In the search for life beyond our planet, scientists have long believed that finding planets within the so-called “goldilocks” zone of their star is the key. This roughly-defined habitable zone is neither too hot nor too cold, and if life as we know it exists elsewhere in the universe, there’s a good chance we’ll find it on a planet in that particular area. However, a new discovery of super-salty subglacial lakes in the Canadian Arctic is giving scientists hope that some very cold planets could still harbor life.
Subglacial lakes are nothing new, and researchers know of hundreds already. However, most of the those lakes, which exist below a thick layer of ice that covers and protects them, are fresh water. On a particularly cold planet, or even some of the moons in our own Solar System, lakes like that would have little chance of existing, but a saline-saturated lake could potentially remain liquid even in the face of incredibly low temperatures.

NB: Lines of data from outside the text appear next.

PR #379, opened 2023-01-15
enable `pip` caching in CI + add `pyproject.toml`

SauravMaheshkar:
Changes made by this PR can be summarized as follows:

- Use an updated version of `actions/setup-python` so as to allow the caching of `pip`.

PR #411, opened 2023-03-15
enable `pip` caching in CI + add `pyproject.toml`

SauravMaheshkar:
Port over changes from #379.

Changes made by this PR can be summarized as follows:

- Use an updated version of `actions/setup-python` so as to allow the caching of `pip`.
- switch to `pyproject.toml` as a build backend.


SauravMaheshkar:
@mblondel Request for Review

SauravMaheshkar:
It seems like the build is passing, but the tests are failing. I don't think the tests are related to the changes proposed by this PR. Infact the step changed by this PR ("Build") works.

mblondel:
The CI failures should be fixed when #412 is merged.

I'm am not familiar with poetry. What would be the benefits? I see that you removed our setup.py file. This will break our [workflow](https://github.com/google/jaxopt/blob/main/.github/workflows/publish_to_pypi.yml).

I'm +1 for the caching but less convinced for poertry. It would be great if you could submit the caching as a separate PR.

SauravMaheshkar:
I'm not proposing we switch to using poetry. We'll still use pip as the package manager, it's just that the metadata will be specified in the `pyproject.toml` file. And I've updated the workflow as well so that shouldn't break.

PR #413, opened 2023-03-16
Added Option to Reduce Variance of Jacobian of Perturbed Argmax

LawrenceMMStewart:
The jacobian of the perturbed argmax [Proposition 3.1 Berthet et al.](https://arxiv.org/pdf/2002.08676.pdf)  explodes as sigma tends to 0. If the noise distribution is has zero mean (such as `perturbations.Normal`), then it is possible to avoid this problem by replacing y(theta + sigma Z) with y(theta + sigma Z)  - y(theta) in the monte-carlo estimator, as described in [Le Lidec 2021](https://proceedings.neurips.cc/paper/2021/file/ab233b682ec355648e7891e66c54191b-Paper.pdf) and [Bach 2023](https://www.di.ens.fr/~fbach/ltfp_book.pdf).

This PR implements this minor change by adding a boolean variable `has_zero_mean` to the noise distributions in `perturbations` as well as adding another optional boolean argument to `perturbations.make_perturbed_argmax`, called `reduce_variance`. If both of these booleans are true, then the Jacobian is instead calculated in the above manner, with reduced variance.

“We weren’t looking for subglacial lakes. The ice is frozen to the ground underneath that part of the Devon Ice Cap, so we didn’t expect to find liquid water,” Anja Rutishauser of the University of Alberta, lead author of the study which was published in Science Advances, explains.”We saw these radar signatures telling us there’s water, but we thought it was impossible that there could be liquid water underneath this ice, where it is below -10C.”
But the lakes are indeed there, and they only exist because of their incredibly high saline content that prevents them from freezing despite the frigid environment.
The implications are far-reaching, especially if the hidden salt lakes are hosting microbial life. Many moons in our Solar System are covered in a thick crust of ice, and while we already know that many contain massive oceans beneath their surfaces, the possibility that others could also be hiding frigid lakes is yet another place scientists could discover extraterrestrial life in some form.
Mankind has yet to discover evidence that we are indeed not alone in the universe, and though it’s tempting to imagine an intelligent (and hopefully docile) alien race will reach out to us, it’s much more likely that our first contact with extraterrestrial life will happen under a microscope. Now, it seems, it may also come from a very cold, wet place.